George Latimer Risks Alienating Some Constituents Too
By the time Election Day rolled around, Latimer was the strong favorite to win the race. A public poll in mid-June had him ahead by 17 percentage points — exactly the margin by which he ended up winning.
But in appearance after appearance, Latimer sounded bitter, as if he felt victimized by Bowman’s identity and ability to appeal to Black and Muslim voters.
In a June 10 debate with Bowman, Latimer tied him to donors in the Muslim community and left-wing circles in the San Francisco Bay Area. “Your constituency is Dearborn, Michigan. Your constituency is San Francisco, California,” he said.
“They shouldn’t be offended by the Dearborn comment. I’ve explained it three or four times.”
– George Latimer, Westchester County executive
And days before the election, Latimer claimed Bowman had an “ethnic benefit” that would net him Black votes.
Those comments hurt Donny Khan, a Muslim resident of Irvington, New York, who helped Latimer campaign in the Muslim community during his 2017 run for county executive.
“George Latimer came to the Muslim community center, took pictures with women in hijabs, took their votes when he needed them,” said Khan, an active member of the progressive group Indivisible. “And then ever since he started running [for Congress], because he knows who’s giving him the money, he’s made the Dearborn comment. He’s made the San Francisco comment. He’s talked about the ethnic advantage.

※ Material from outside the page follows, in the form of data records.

PR #2673, opened 2025-04-08
Added ability to set volume per (connected) device

albaintor:
Actually the volume set is only done on the AppleTV side. But when you set your AppleTV to cast audio to multiple devices (homepod or any Airplay speaker), the set volume won't affect the other devices.

I added a new endpoint to specify the endpoint id while setting volume, in order to be able to reproduce the global volume slider from the notification center (it lets change all volumes at the same time)


albaintor:
EDIT : I also added a new event to be notified when the volume of output devices changes

postlund:
Thank you, I will review this later tonight. But you have to revert the changes related to protobuf.

albaintor:
Hi,

it's done and tests passed

pyatv/protocols/companion/api.py
```diff
@@ -196,7 +197,7 @@ async def system_info(self):
                 "_bf": 0,
                 "_cf": 512,
                 "_clFl": 128,
-                "_i": "cafecafecafe",  # TODO: Figure out what to put here
+                "_i": os.urandom(6).hex(),
```
postlund, line 200: This is out of scope of this PR.

pyatv/interface.py
```diff
@@ -1174,6 +1193,14 @@ async def set_volume(self, level: float) -> None:
         """
         raise exceptions.NotSupportedError()
 
+    @feature(66, "SetDeviceVolume", "Set device volume level.")
```
postlund, line 1196: I suggest that we don't add a new method for rather but rather re-use `set_volume` and just add an optional output device as argument instead:

```python
    async def set_volume(self, level: float, output_device: Optional[OutputDevice] = None) -> None:
```

pyatv/interface.py
```diff
@@ -1584,3 +1611,22 @@ def keyboard(self) -> Keyboard:
     @abstractmethod
     def touch(self) -> TouchGestures:
         """Return touch gestures interface."""
+
+
+class OutputDeviceState:
```
postlund, line 1616: `interface.py` is supposed to only contain public API stuff and this is purely internal. I believe `core/__init__.py` is a more suitable place. Feel free to make it a data class instead. It's not widely used within pyatv for historical reasons, but my intention is to move towards that.

pyatv/interface.py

Anybody who watches Fox News knows exactly what all of those things mean.”
But Latimer was defensive on Tuesday night when he was asked whether he would reach out to constituents offended by his comments.
He emphasized that he meant to refer to Bowman’s alliance with Tlaib, Congress’ sole Palestinian American member whose district includes Dearborn and who contributed $500,000 to a pro-Bowman super PAC.
“They shouldn’t be offended by the Dearborn comment,” Latimer said to reporters. “I’ve explained it three or four times.”
Pressed on whether he might still need to do outreach to groups irked by some of his language, Latimer blamed the media for misinforming people about his comments.
“There are bridges to be built, and those bridges to be built come from mutual respect and don’t come from attack ads,” he said. “They don’t come from misrepresenting someone else’s position.”
“I had a number of positions that I had misrepresented in this campaign. I’m not beyond defending — I have thick skin,” he continued. “But let’s understand that some people drew judgments about me negatively because of the misrepresentation that was made in some cases — I’m not accusing anybody here — repeated by members of the press as fact.”